Jarek Peterson (’20) reflects on his summer internship with Clifford Chance in Frankfurt, Germany.
During my 1L summer, I had the extraordinary opportunity to work as a Capital Markets Praktikant (intern) with Clifford Chance Deutschland LLP in Frankfurt am Main, Germany. This summer internship helped me build the necessary skills and expertise I will need to accomplish my goal of working in transactional law after graduation. After returning to the United States, I accepted an employment offer to work as a 2019 summer law clerk with the New York office of Clifford Chance US LLP.
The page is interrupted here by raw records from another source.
PR #1235, opened 2026-07-28
Make helper service lifecycle idempotent

malpern:
## Summary
- add one privileged-helper restart operation backed by `launchctl kickstart -k`
- route CLI restart through that atomic launchd operation and verify the final healthy runtime
- make helper stop idempotent when the registered job has no current process
- bump the helper contract and bundle version to 1.3.0

## Why
Installed acceptance of #1234 captured the concrete remaining race: immediately after fast deploy, Kanata was registered but in launchd `spawn scheduled` state. The helper stop returned `No process to signal`, so CLI restart failed even though launchd later restored a healthy runtime. A native `kickstart -k` restart avoids the stop/start transition window entirely.

## Validation
- `TEST_FILTER=CLIServiceTests TIMEOUT_SECONDS=180 ./Scripts/run-tests-safe.sh` — 10 XCTest cases, 0 failures
- `TEST_FILTER=HelperVersionContractTests TIMEOUT_SECONDS=120 ./Scripts/run-tests-safe.sh` — 2 cases, 0 failures
- `TEST_FILTER=CLIPrivilegeBoundaryLintTests TIMEOUT_SECONDS=120 ./Scripts/run-tests-safe.sh` — 1 case, 0 failures
- reproduced helper error from unified log: `stopKanataService failed ... No process to signal` while `launchctl print` showed the job registered and subsequently running

### DIFF
--- a/Sources/KeyPathAppKit/CLI/SystemFacade.swift
+++ b/Sources/KeyPathAppKit/CLI/SystemFacade.swift
@@ -12,11 +12,11 @@ public struct SystemFacade: Sendable {
 
     private let startServiceOperation: @Sendable () async throws -> Void
     private let stopServiceOperation: @Sendable () async throws -> Void
+    private let restartServiceOperation: @Sendable () async throws -> Void
     private let runtimeCacheInvalidator: @Sendable () async -> Void
     private let runtimeSnapshotProvider: @Sendable () async -> RuntimeSnapshot
     private let runtimeTransitionTimeoutSeconds: TimeInterval
     private let pollDelayNanoseconds: UInt64
-    private let restartDelayNanoseconds: UInt64
 
     public init() {
         self.init(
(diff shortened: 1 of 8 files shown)


malpern:
Review follow-up:

1. Restart intentionally operates on an already registered service. The prior helper-backed **start** operation also used `launchctl kickstart` and did not register/bootstrap the SMAppService job, so this PR does not remove a bootstrap fallback. Registration/repair remains the installer path; a restart of an unregistered job should fail and route the user to repair rather than silently broaden a lifecycle command into installation.
2. Agreed that the helper subprocess boundary is not mocked by `CLIServiceTests`. The helper is deliberately tested here through its version/protocol contract and bounded subprocess implementation; after CI, acceptance requires installing helper 1.3.0 and running the real CLI restart against the live system job. I will not merge/deploy-complete without that live result.
3. The matcher is based on the exact observed helper failure: `stopKanataService failed: ... No process to signal.` `BoundedProcess` assigns the same pipe to stdout and stderr and returns their combined text as `result.out`, so the guard sees this message regardless of which stream launchctl used.

PR #1253, opened 2026-07-30
Fix CLI service lifecycle through SMAppService

malpern:
## Summary
- route CLI service start, stop, and restart through the owning SMAppService lifecycle
- verify unregister removes both the registration and process, with a bounded retry and helper-backed stale-job cleanup
- bump the 1.0.1 release candidate to build 12 and document the live acceptance finding

## Validation
- 16 focused lifecycle/CLI tests passed
- Developer ID signed build 12 passed the identity contract and strict codesign verification
- live build 11 to build 12 replacement refreshed the registered runtime to build 12
- one stop remained down across five observations over 10 seconds
- one start returned operational with build 12, helper 1.3.2, and VirtualHID 8 healthy

## Release scope
This is the final lifecycle correction required before the 1.0.1 Sparkle release candidate is rebuilt and notarized. Physical HID proof remains a separate lab gate and is not claimed here.

### DIFF
--- a/Sources/KeyPathApp/Info.plist
+++ b/Sources/KeyPathApp/Info.plist
@@ -11,7 +11,7 @@
 	<key>CFBundleDisplayName</key>
 	<string>KeyPath</string>
 	<key>CFBundleVersion</key>
-	<string>11</string>
+	<string>12</string>
 	<key>CFBundleShortVersionString</key>
 	<string>1.0.1</string>
 	<key>CFBundlePackageType</key>
--- a/Sources/KeyPathAppKit/CLI/SystemFacade.swift
+++ b/Sources/KeyPathAppKit/CLI/SystemFacade.swift
@@ -21,13 +21,13 @@ public struct SystemFacade: Sendable {
     public init() {
         self.init(
             startServiceOperation: {
-                try await HelperManager.shared.startKanataService()
+                try await KanataDaemonService.shared.start()
             },
             stopServiceOperation: {
-                try await HelperManager.shared.stopKanataService()
+                try await KanataDaemonService.shared.stop()
             },
             restartServiceOperation: {
-                try await HelperManager.shared.restartKanataService()
+                try await KanataDaemonService.shared.restart()
             },
             runtimeCacheInvalidator: {
                 await MainActor.run {
--- a/Sources/KeyPathAppKit/CLI/SystemFacade.swift
+++ b/Sources/KeyPathAppKit/CLI/SystemFacade.swift
@@ -110,8 +110,8 @@ public struct SystemFacade: Sendable {
             try await restartServiceOperation()
             await runtimeCacheInvalidator()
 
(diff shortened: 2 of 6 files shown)


malpern:
Addressed both lifecycle review findings in 69a0c2aea:

- Stop now performs one fresh SMAppService status read per bounded cleanup phase and polls only launchd/process evidence between phases, rather than issuing fresh status IPC on every 100 ms iteration.
- Start now distinguishes pending approval, failed registration persistence, and failed process/TCP readiness; it cannot report success until registration is enabled and runtime readiness is proven. Restart inherits the same verified start contract.
- Added explicit approval-required and registered-but-not-ready tests. The focused CLI/lifecycle suite is now 18/18 green, and pinned SwiftFormat passes.

malpern:
Addressed the follow-up stop-state concern in 88f470aa4. The postcondition now distinguishes registration still present from a removed registration with a lingering process. Privileged cleanup is followed by another owning-API unregister only when registration remains; the final gate still requires both registration removal and process exit, so a merely killed process cannot be reported as a durable stop. The tests now exercise the real registration/process branches (no composite postcondition bypass), including stale registration and process-only lingering cases. Focused suite: 19/19 green; pinned formatting: green.

malpern:
Correction: the follow-up fix commit is 928dae5bb (the behavior and 19/19 validation described above are unchanged).

malpern:
Addressed the shutdown-grace concern in 76a85e101: ordinary SMAppService stop now waits six seconds, slightly longer than the launchd plist's five-second exit timeout, before invoking privileged cleanup. Start retains its 20-second readiness window. The real lingering-process fallback test now exercises that full grace period; focused suite remains 19/19 green and pinned formatting passes.

malpern:
Addressed the transient post-fallback unregister concern in ec081c062: that cleanup call is now best-effort, and the final registration+process postcondition remains authoritative. Removed the test-only unregister-error suppression and added a test where the third unregister throws after cleanup but the real final state is healthy. Focused suite: 20/20 green; pinned formatting: green.

malpern:
Addressed the initial-unregister concern and completed the same state-authoritative contract for all lifecycle mutations in 888372d12: initial unregister, register, and privileged cleanup delivery errors no longer preempt a fresh final-state check. Added coverage for initial unregister failure, register-throws-after-enabling, and privileged-cleanup error with successful final recovery. Focused suite: 23/23 green; pinned formatting: green.

malpern:
Final integration confirmation:

- Callers await the lifecycle operation; `SystemFacade` then independently verifies the final runtime state. The bounded worst-case retry window does not violate a caller timeout or assume an immediate kickstart.
- CLI start/stop/restart failures are converted to actionable `serviceControlFailed` guidance directing users to fresh status and the repair UI. No external exhaustive matches depend on the new internal `KanataDaemonServiceError` cases.

All required checks are green; proceeding to merge and exact-merge release acceptance.

PR #1254, opened 2026-07-30
Fix setup wizard runtime spinner and prepare 1.0.2 hotfix

malpern:
## What changed

- Recheck runtime status once per second only while the service page is in a transient startup state.
- Stop polling immediately when the runtime settles.
- Cap transient checks at 30 and surface an actionable Restart state instead of an endless spinner.
- Remove the obsolete disabled timer scaffolding.
- Bump the hotfix to KeyPath 1.0.2 build 13.

## Root cause

The runtime service page performed a single status observation. Its broad auto-refresh timer had previously been disabled to avoid invasive permission checks. If the one observation landed during the brief runtime startup window, the page rendered “Starting KeyPath runtime…” forever even after the runtime became healthy.

## User impact

Users who launch KeyPath during that transition can now progress automatically once the already-healthy runtime is observed. The retry is bounded and runtime-only; it does not restore broad permission polling.

## Validation

- Reproduced on the notarized 1.0.1 build while the CLI and validator showed a healthy runtime.
- Relaunching the UI confirmed the runtime remained continuously operational and the main interface appeared.
- `swift test --filter ServiceStatusEvaluatorActionTests` — 7 passed.
- Pinned SwiftFormat 0.61.1 lint — passed.
- `plutil -lint Sources/KeyPathApp/Info.plist` — passed.
- `git diff --check` — passed.

### DIFF
--- a/Sources/KeyPathApp/Info.plist
+++ b/Sources/KeyPathApp/Info.plist
@@ -11,9 +11,9 @@
 	<key>CFBundleDisplayName</key>
 	<string>KeyPath</string>
 	<key>CFBundleVersion</key>
-	<string>12</string>
+	<string>13</string>
 	<key>CFBundleShortVersionString</key>
-	<string>1.0.1</string>
+	<string>1.0.2</string>
 	<key>CFBundlePackageType</key>
 	<string>APPL</string>
 	<key>CFBundleIconFile</key>
--- a/Sources/KeyPathInstallationWizard/Core/ServiceStatusEvaluator.swift
+++ b/Sources/KeyPathInstallationWizard/Core/ServiceStatusEvaluator.swift
@@ -26,14 +26,35 @@ public enum ServiceStatusEvaluator {
         completedAttempts: Int
     ) -> Bool {
         guard completedAttempts < transientRefreshAttemptLimit else { return false }
+        return isTransientStartupStatus(
+            runtimeStatus: runtimeStatus,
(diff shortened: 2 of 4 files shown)


malpern:
Addressed in `45e0d3c55`: retry and exhaustion now share one transient-state predicate, covering both `.starting` and `.stopped` inside the startup window. Added a regression assertion proving transient `.stopped` reaches the actionable timeout state, then reran the focused suite (7/7) and pinned formatting.

malpern:
Follow-up on the latest review notes:

1. Confirmed the retry path is runtime-only and does not invoke permission checks. `RuntimeCoordinator.currentRuntimeStatus()` delegates to `ServiceLifecycleCoordinator.currentRuntimeStatus()`, which calls `KanataDaemonService.refreshStatus()` (cached `SMAppService.status` + PID evidence). `isInTransientRuntimeStartupWindow()` uses timestamps and cached SMAppService management state. Neither calls `PermissionOracle` or a TCC mutation path.
2. Overlapping loops are prevented: `WizardKanataServicePage.refreshStatus()` begins with `refreshTask?.cancel()` before assigning the replacement task; `onDisappear` also cancels it.
3. Exhaustion is now a shared pure decision (`didExhaustTransientStatus`) used directly by the page, with regression coverage for the previously missed transient `.stopped` case.

No additional permission-polling surface is being restored.

PR #1258, opened 2026-08-08
Support secure dialog input on the Parallels macOS 26/27 lanes

malpern:
Granting Accessibility or Input Monitoring on macOS 27 raises an authenticated password prompt. `secure-dialog-input` refused every lane but Tart macOS 15, so **the denied-to-allowed transition could not be automated at all on the lanes KeyPath and Typover actually test** — including every "newly granted" row in `docs/testing/macos-27-regression.md`.

## Why the Tart path could not be reused

It requires `peekaboo` and `mcporter` under `/opt/homebrew` **inside the guest**, and the Parallels desktop base has no Homebrew at all.

So this delivers the credential with the key-event transport `secure_console_submit` already proves out, which needs nothing installed in the guest. The plaintext is still read only from an owner-only temp file and never enters argv, logs, the guest pasteboard, or an artifact, and the accepted alphabet stays exactly as narrow.

## Delivery is not success

The sheet-closed postcondition is preserved, matching the Tart lane — without it, a credential that never reached the field reports a pass. It runs through the peekaboo the base installs at a stable path.

**Verified that the assertion bites:** defeating the postcondition makes the suite fail with `authentication sheet did not close`, and the command reports `passed` when it should not.

## Live verification on macOS 27

Not just unit-tested. On a real lease, driving Typover's first-run permission flow:

```
secure_dialog_input      passed
credential_transport     parallels-key-events
```

Then confirmed independently rather than trusting the exit status:

- the Accessibility toggle for Typover switched **on** in System Settings
- after relaunch Typover reports `Accessibility, Allowed`
- Input Monitoring still reports `Not yet allowed`, so the grant was specific rather than a blanket change

## Note for whoever automates these flows next

`peekaboo click` did **not** reliably invoke Typover's SwiftUI button — it timed out while the sheet stayed closed. `peekaboo perform-action --action AXPress` worked first try. That matches what `p01-unmanaged-input-monitoring-spike.md` already recorded for KeyPath's wizard controls, so it is now two projects with the same finding: prefer `perform-action` over `click` for SwiftUI targets.

### DIFF
--- a/Scripts/lab/remote.sh
+++ b/Scripts/lab/remote.sh
@@ -882,12 +882,110 @@ run_command() {
   return "$exit_code"
 }
 
+# Run peekaboo inside a Parallels guest as the console user. The base installs
+# it at a stable path because the guest has no Homebrew, and AX queries only see
+# the session when they run as the console user rather than as root.
+parallels_guest_peekaboo() {
+  local resource=$1 parallels_cli=$2
+  shift 2
+  local guest_peekaboo=${KEYPATH_LAB_GUEST_PEEKABOO:-/usr/local/bin/peekaboo}
+  local quoted
+  printf -v quoted '%q ' "$@"
+  # prlctl exec mangles the arguments of the first command in the string, so
+  # lead with a no-op before the command that matters.
+  "$parallels_cli" exec "$resource" /bin/zsh -lc \
+    "true; sudo -u keypathqa $guest_peekaboo $quoted"
+}
+
+# macOS 26 and 27 run on Parallels, whose guests carry neither the peekaboo nor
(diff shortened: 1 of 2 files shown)


malpern:
Superseded by #1259.

The Parallels macOS 26/27 secure dialog input from this PR was ported into the vm-lab repository (commit `f0ca542`) along with its tests, and the sheet-closed postcondition was re-verified to fail when defeated. #1259 deletes the `Scripts/lab/remote.sh` this PR modifies, so merging this afterwards would resurrect a deleted file.

No work is lost — the behaviour now lives where the lab does.

PR #1292, opened 2026-09-06
Clarify current Karabiner migration boundaries

malpern:
## What changed

Clarifies the current Karabiner migration boundary without promising future parity. The migration guide now distinguishes supported, limited, and deferred Karabiner capabilities, removes the temporary-loss and unsupported 95% conversion language, and documents importer-specific limits plus skipped-rule review and original-config backup guidance. The installation guide links to the boundary section.

## Validation

- `git diff --check`
- Focused frontmatter/link/scope assertions
- Preserved-feature source checks
- `PATH=/usr/bin:/bin ./Scripts/review-gate.sh` → remote review gate selected (exit 2)

No Swift build, tests, publishing, or merge performed.

### DIFF
--- a/guides/installation-wizard.md
+++ b/guides/installation-wizard.md
@@ -63,7 +63,7 @@ Similar to Accessibility — macOS asks you to grant Input Monitoring access.
 
 If you have Karabiner-Elements installed, the wizard offers to import your existing rules. You can review which rules will convert and choose which to import.
 
-See [Switching from Karabiner]({{ '/migration/karabiner-users/' | relative_url }}) for details on what converts.
+See [Switching from Karabiner]({{ '/migration/karabiner-users/' | relative_url }}) for the current conversion and support boundaries.
 
 ### 5. Start service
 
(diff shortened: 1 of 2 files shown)


malpern:
Confirmed against the current implementation. `keypath import karabiner` declares its positional input as `karabiner.json or complex_modifications rule file` in `Sources/KeyPathCLI/Commands/Import/ImportKarabinerCommand.swift:13`.

The normal path is `CollectionsFacade.importFromKarabiner` (`Sources/KeyPathAppKit/CLI/CollectionsFacade.swift:226-231`), which calls `KarabinerConverterService.convert`. That service decodes `KarabinerConfig` with `JSONDecoder` (`Sources/KeyPathAppKit/Services/Karabiner/KarabinerConverterService.swift:105-112`) and converts a selected profile (`:79-100`). If that fails, the CLI-only fallback accepts a JSON object containing `rules`, wraps it as a selected Karabiner profile, and passes it back through the same converter (`CollectionsFacade.swift:285-307`).

Goku EDN is therefore outside this importer path: the accepted inputs are JSON, and there is no EDN parser or Goku conversion branch in the command/facade/converter path. Skipped rules are carried into the CLI result at `CollectionsFacade.swift:265-273`; the CLI prints each description/reason at `ImportKarabinerCommand.swift:110-115`, and the wizard surfaces the skipped count at `WizardKarabinerImportPage.swift:139-143`. No inline review comments were present.

malpern:
Rechecked after rebase at f83dc4ce: the earlier implementation evidence still applies. ImportKarabinerCommand.swift lines 110–115 iterates result.skippedRules and prints each description and reason, so this is per-rule reporting, not only a count. The accepted JSON/full-profile and complex-modifications fallback paths, and absence of an EDN parser on that path, are detailed in the preceding source confirmation. Both behavioral claims are verified.

PR #1300, opened 2026-09-15
Fix two service-lifecycle defects found during the physical-HID proof

malpern:
Two defects surfaced while running the P02 physical-HID proof on a disposable
macOS 26 guest. Both leave the user believing something worked when it did not.

## A failed restart left the daemon unregistered

`keypath service restart` could leave `com.keypath.kanata` absent from the
launchd system domain entirely, with no command-line path back. On the guest,
`launchctl` then reported no such service and `keypath system repair` returned
`userActionRequired`; only the app UI recovered it.

Cause: `restart()` is `stop()` then `start()`. Stop removes the SMAppService
registration *before* it verifies its postcondition, and start swallows a failed
re-register with `try?`. Either path can throw with the registration already
gone, and nothing rolls it back.

Restart now restores the registration before surfacing the failure, so a restart
that cannot succeed leaves the caller no worse off than before it ran. A
registration merely awaiting approval is left alone, since re-registering would
discard the pending approval.

Start also polls briefly while a fresh registration settles. SMAppService
registers asynchronously, so the status read taken immediately after `register()`
can still report `notRegistered` and fail a start that would have worked a moment
later. That is the likely cause of recovery needing two attempts after an
emergency stop, which is what we observed.

Also corrects two messages that actively misdirected this investigation: the
restart hint blamed administrator authorization without mentioning the service
state, and the runtime wizard said "Click Fix" while its buttons read Start and
Restart.

## A rule for a collection-owned key was persisted, then refused

With the built-in Home Row Arrows collection enabled, which claims `f` as a
momentary layer activator:

```bash
keypath rule add f --tap f --hold lsft --on-conflict replace --apply
```

reported the rule as created, and the apply that followed then refused. The rule
stayed in `CustomRules.json` and broke every later `keypath config apply` until
removed by hand. `--on-conflict replace` could not help, because `addRule`
compared the new rule only against other custom rules and never against
collections.

The conflict detector itself works correctly and fires as intended (#667); it
simply fires far too late, after the write. The facade now pre-flights the
prospective rule set through that same detector before anything is written, and
`rule add` renders the refusal as an exit-4 conflict naming the owning collection.
Conflicts already present between collections are subtracted, so a store in a bad
state does not block an unrelated key. The app-facing initializers supply no
collection loader, so GUI behavior is unchanged.

## Verification

25 tests across the two areas, including 3 new daemon regression tests covering
rollback after a failed stop, rollback after a failed register, and the settling
poll; and 9 new tests covering the conflict refusal, the skip strategy, and the
cases that must still succeed. Adjacent rule, config-generation, deduplication,
and lifecycle suites all pass.

Note: the repo's pinned test scripts could not run here, because the bundle at
`Xcode-26.6.app` currently contains Xcode 27 and the pin guard rejects it. Tests
were run with `swift test` directly. That drift is worth a separate look.


malpern:
CI note: `build-and-test` failed at the **Verify runner disk reserve** step with exit 75, before compiling anything.

```
disk_reserve_free_gib	66
disk_reserve_minimum_gib	90
disk_reserve_busy: free space is below the 90 GiB safety reserve
```

Exit 75 is this project's infrastructure-busy signal, so this is a wait on runner disk rather than a rejection of the change. `claude-review` and `code-quality` both pass.

The runner's own `actions-runner-cleanup.sh` was run and freed nothing: CI scratch already lives on the external volume, which has about 3 TB free. The shortage is on the mini's startup volume, from data unrelated to CI. Re-run once that has headroom.

PR #500, opened 2021-05-26
Add Office click-around to trigger macros

enzok:
Thanks Will Metcalf


doomedraven:
nice stuff, thank you both

PR #503, opened 2021-05-28
[fix] pyattck dependency check

raw-data:


doomedraven:
i don't like this, import only if enabled, to remove huge load that it adds to load all jsons

doomedraven:
thanks

PR #505, opened 2021-06-01
Fix yara hit function parameter

enzok:
function is also called from processing.py

### DIFF
--- a/lib/cuckoo/common/cape_utils.py
+++ b/lib/cuckoo/common/cape_utils.py
@@ -164,7 +164,7 @@ def convert(data):
 
 def static_config_parsers(yara_hit, file_data):
     """Process CAPE Yara hits"""
-    cape_name = yara_hit.replace("_", " ")
+    cape_name = yara_hit["name"].replace("_", " ")
     cape_config = dict()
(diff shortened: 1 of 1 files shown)


doomedraven:
where it fails? i would like to see log logs

```
 grep -r static_config_parsers .
./lib/cuckoo/common/cape_utils.py:def static_config_parsers(yara_hit, file_data):
./lib/cuckoo/common/cape_utils.py:            config = static_config_parsers(hit["name"], file_data)
./modules/processing/CAPE.py:                config_tmp = static_config_parsers(cape_name, file_data)
./modules/processing/CAPE.py:            tmp_config = static_config_parsers(hit["name"].replace("_", " "), file_data)
```

doomedraven:
asl as you can see it will break the rest as it expects name already not the hit object

enzok:
strange my CAPE.py has this:       tmp_config = static_config_parsers(hit, file_data)
I'll verify any merges with that file.

enzok:
Found a bad merge. Closing this request.

doomedraven:
ok, thanks anyway ;)

PR #512, opened 2021-06-10
Enable reboot of physical machine after analysis without Fog agent

hariomenkel:
Fog agent on physical machines can't be reached after an analysis since WMI gets restarted during an analysis which does not restart the fog agent. It therefor possibly makes sense to enable the route "execute" in agent.py and directly issue the command

shutdown -r -f -t 0

through modules/machinery/physical.py after an analysis has finished. Code has been tested locally

### DIFF
--- a/agent/agent.py
+++ b/agent/agent.py
@@ -33,6 +33,7 @@ if sys.maxsize > 2 ** 32:
 AGENT_VERSION = "0.11"
 AGENT_FEATURES = [
     "execpy",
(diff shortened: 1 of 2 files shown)


doomedraven:
cool thanks @hariomenkel, the uniq think that would need to check is that if attacker can send command to that port and just kill analysis, there was feature like key that was used for communication in cuckoo-modified, i will need to check

PR #513, opened 2021-06-11
Update agent.py

hariomenkel:
Prevent execution of commands from localhost


doomedraven:
nice thanks, i wasn't thinking in that way, but this is much easier solution

PR #514, opened 2021-06-11
[add] functionality to display user tags from recent files submission…

raw-data:
… tab


doomedraven:
thanks, the uniq thing is that config should be in web.conf as that is something related to webgui

doomedraven:
ok i see lol we need to migrate many options, so one day :D

PR #516, opened 2021-06-15
Add Strrat config extraction

enzok:


kevoreilly:
I am not happy with these mods to cape processing module. What is this special parsing list? This clashes with mods I have which are consistent with a push to remove all malware-specific stuff from this module. If you can explain why this list is necessary (as opposed to straight yara + parser) then I can decide the best way to solve that problem.

doomedraven:
well now that i think, yara is matched so the uniq problem there is the payload/config part in naming that fails as far as i understand no?

enzok:
The issue is that the yara matches in procmemory. The config is in the
original jar. As it's currently structured, the yara match is not tied to
the original submitted file. So, the parser will never run. Also, the
procmemory module runs after CAPE, so no yara to match.

This was the least invasive method to handle these situations.

I'm open to better solutions.

kevoreilly:
The real issue is that cape is not designed to work this way. Procmemdump is not enabled by default, nor is it designed to be. Config extraction is not designed to be performed on procmemdump. If I had wanted that I would have designed it that way 5 years ago. Another issue I have is in seeing ad-hoc mods like this to core components and ultimately core design just for the sake of a single malware family. So the way to go about this is not just to bolt on patchwork code and family-specific lists into a processing module, rather tackle any limitations in the design properly.

The way to do this is to find a way to dump the memory region within the monitor, have it properly labelled using 'cape metadata' and then worked through to the parser using the existing mechanism.

I will be removing these mods to the processing module as well as almost all other family-specific code in my next update.

kevoreilly:
If it can be detected in procmemdump yara then it can be detected, dumped and 'labelled' using yara within capemon. Maybe we need to improve capemon's dumping ability here but something like that is the way forward.

kevoreilly:
... or maybe we could enable config extraction via yara in procmemdump - but that would be done in the procmemory.py processing module. I'm still not keen on this as this means if procmemdump not enabled on submission (i.e. default) the config extraction won't work. That's why I think it's better to have the monitor dump and 'label' it properly the 'cape' way.

enzok:
Having the monitor dump and label would certainly be ideal.

enzok:
When you get time to look at this let me know and I'll help any way I can.

PR #519, opened 2021-06-17
fixed some report stuff

ClaudioWayne:
fixed json link
fixed signature color in html report


doomedraven:
oh that is fixed in bootstrap5 branch but thanks

PR #523, opened 2021-06-22
Update static.py

yevhenprotsenko:
We should add UTF-8 decoding otherwise it will break the report https://github.com/kevoreilly/CAPEv2/blob/841b714d54798293cb1113d10a96a10bcc0f744a/modules/reporting/jsondump.py.


doomedraven:
дякую)

PR #535, opened 2021-07-11
Feature/add signatures reject list

AvihayST:


doomedraven:
nice thanks ;) i will pick by hand lite report as i don't want extra folders having the reports folder already so it can be there as lite.json

AvihayST:
Hi @doomedraven 
Sorry for the messy PR, I chose the wrong fork :[
Glad you like the lite report, promise ill open a PR with that soon :]

doomedraven:
well for me lite report is /iocs/ but always when the stuff can be on/off im fine to add that

doomedraven:
@AvihayST check how i did lite report https://github.com/kevoreilly/CAPEv2/pull/536
it will store it in reports as lite.json but i have added link to webgui and dl

doomedraven:
i have picked most interesting stuff/fixes from this pr, you can see them where https://github.com/kevoreilly/CAPEv2/pull/537

btw you introducing new dependency `netinterfaces`, we already have `psutils` so i have changed that to not add extra dependencies when other libraries can handle that in the same way

PR #543, opened 2021-07-22
Exit cleanly from rooter

gerhard4:
The rooter service doesn't exit cleanly after a `SIGTERM` because of the exception raised in the `recvfrom` exception handler. This change makes it exit cleanly when it should.

Also a couple minor improvements to the rooter logging.


doomedraven:
thank you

Coming into law school, I knew I wanted to work as a transactional attorney. The only problem was that all of my prior work experience was in litigation—first with a small insurance defense firm, and then a state government agency. I needed to find a summer job that showed my interest in transactional work. Not only did this internship expose me to “big law,” it challenged me in more ways than expected. I had to learn through a crash course in cross-border debt and equity transactions how to complete my daily assignments. In eight short weeks, I was drafting risk factors for prospectuses, preparing publicity and research guidelines, compiling briefing packets in preparation for pitch meetings, editing business-description sections of offering documents, and working with local interns on translating German laws into English. I also had to adjust to living in a foreign country, navigate the German bureaucratic system, adapt to differences in food, daily routine, and necessities, and respond to the plethora of other challenges living as an Ausländer (foreigner). I quickly realized that my conversational German was not going to be enough. Thankfully, the people I met and interacted with on a daily basis were warm and welcoming and helped me improve my speaking proficiency and build my vocabulary.
Living and working in Germany also gave me the ability to explore. During my first weekend in Frankfurt, I spent two days simply walking the city and trying to orient myself to the location of my flat and office. I located the nearest grocery store, which I visited frequently, and got to know my neighborhood. I quickly started a list of all of the exciting things I wanted to do in my short time abroad. I spent my weekends exploring Germany, Switzerland, and France. I traveled to the German cities of Erfurt and Weimar to tour the Buchenwald concentration camp and visit the memorial. I explored the ruins of the Heidelberg castle, climbing to the top of a 22,000-liter wine barrel and visiting the old portion of the city. I took the train to Interlaken, Switzerland so I could jump from a 300-foot cliff and swing through a narrow gorge while the waters of the glacial river raged below my seat. I hiked through wooded paths of Der Eiger, a mountain in the Swiss Alps overlooking the city of Grindelwald. I visited the French city of Strasbourg where I climbed to the roof of the Cathédral Notre Dame de Strasbourg and sat at a riverside café eating local escargot and drinking local wine. I visited the Hessisches Staatstheater opera house in Wiesbaden for a modern performance of Mozart’s Don Giovanni. Finally, I enjoyed exploring many local street festivals and the river walk district in Frankfurt.
My journey through Europe did not materialize out of thin air. It came about thanks to a history of studying German language and culture, joining the right organizations, discussing my interests with as many people as possible, and—in all honesty—a little bit of luck. When I began my law school career, I kept hearing about the importance of joining student organizations and networking. Now, as a 2L, I cannot express the value of this advice. You never know whom you may be speaking with and what background they have, and a little conversation can go a long way. Because of my interest in transactional law, I decided to join the BU Law Business Law Society (BLS). All new members were asked to fill out informational forms that BLS used to match 1Ls with upper-class mentors. I wrote that I wanted to work in financial services and that I had dreams of living and working abroad at an international law firm. Thankfully, I was paired with an upper-class mentor who had spent her 1L summer working on the US Capital Markets Team at Clifford Chance. Thanks to our many discussions about her experiences and my interests, she felt comfortable putting me in contact with the supervising attorneys in Frankfurt. After submitting my application and a few back-and-forth emails, I was on the phone interviewing with the team. I still remember the feeling of excitement and shock when they offered me the job. Although my flight was months away, I was ecstatic to start this job.
Working with Clifford Chance helped steer me toward Capital Markets, and during the On-Campus Interview process, I focused on firms that specialized in financial services and other transactional practice areas. Although I ended up choosing to stay with Clifford Chance, the knowledge and experience I had from my summer work gave me the confidence to tackle interviews with other firms. Looking back, I am grateful that my mentor told me about the internship. In the end, the lesson I learned was the importance of talking with those people officially and unofficially assigned as mentors, and taking advantage of every opportunity presented, no matter how numerous the hurdles.
Although at the end of this summer I said “Auf Wiedersehen!” to Germany, I knew my journey was just beginning.